At $4.7M, there is at least a chance that Reed makes sense for the D-backs in 2016. At $4.7M, there could be a fairly large market for Reed midseason, with an extra small-market team or two. At $4.7M, Reed is not a flat-out mistake.
And there’s one other reason why the team should go to trial with Reed: to send a message. It’s been thirteen years since the D-backs took a case to hearing. Worse than that, agents seem to have caught on that the D-backs are terrified to go to a hearing. Using the MLBTR projections as a cross-check, it looks like agents have been pretty aggressive with the figures they file for arbitration. And yet, on top of that, the team has a recent history of settling above the midpoint, which rewards agents for aiming unusually high. Remember how last year, the figures for Trumbo offered the biggest discrepancy (proportionally) in the sport? In that game of chicken, the D-backs lost. They’re going to keep losing, and the fact that they’ve been losing these games of chicken means that losing costs them dearly.
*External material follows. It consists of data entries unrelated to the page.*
PR #1176, opened 2025-07-18
Fetch multiple source documents sequentially to prevent bot detection

Ndpnt:
Tested with the Platform Governance Archive collection and it should fix https://github.com/OpenTermsArchive/pga-declarations/issues/296, https://github.com/OpenTermsArchive/pga-declarations/issues/260 and https://github.com/OpenTermsArchive/pga-declarations/issues/205

### DIFF
--- a/CHANGELOG.md
+++ b/CHANGELOG.md
@@ -4,7 +4,7 @@ All changes that impact users of this module are documented in this file, in the
 
 ## Unreleased [minor]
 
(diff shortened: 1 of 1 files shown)


MattiSG (approved):
Yes, I agree, that's also what came to my mind: in large combines, there are just too many requests to do them concurrently.
I believe we could optimize this much further by:
1. Doing domain grouping (this only works for combines, if we track many terms for the same service won't we have the same issue across terms?)
2. Using a map-reduce rather than a for-await
3. Control the number of concurrent calls to an arbitrary amount (3? 5?) rather than going down to 1

But that will already likely be a great improvement as is, thanks!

The figures for Reed is a bridge too far. If the D-backs settle near the $5.15M midpoint for Reed, they’ll be the laughingstock of the sport. Their $4.7M figure was too high as it is, and it’s way too high if they don’t retreat to the position that they were trying to get so close to what an arbitrator would offer that victory would be almost assured. In reality, I’m sure both Reed figures benefited from some kind of discussions between team and player. But let’s say those discussions revealed that Reed wouldn’t settle for less than $5.2M; fine. Again, that affects likelihood of settlement only.
If the team had filed a $4M figure for Reed, I’d say the situation offered a golden opportunity to make a relatively safe play to lower Reed’s next three salaries while giving the team the very significant ancillary benefit of making agents take the D-backs more seriously in the future. But this is a little different. They have to go to trial. They have to show that they aren’t willing to pay any cost to avoid a hearing. At $4.7M, going to trial isn’t just about getting Reed at a good figure and having him as an actual asset in 2016. At that number, the D-backs risk doing a tremendous amount of damage to future negotiations if they don’t go to trial.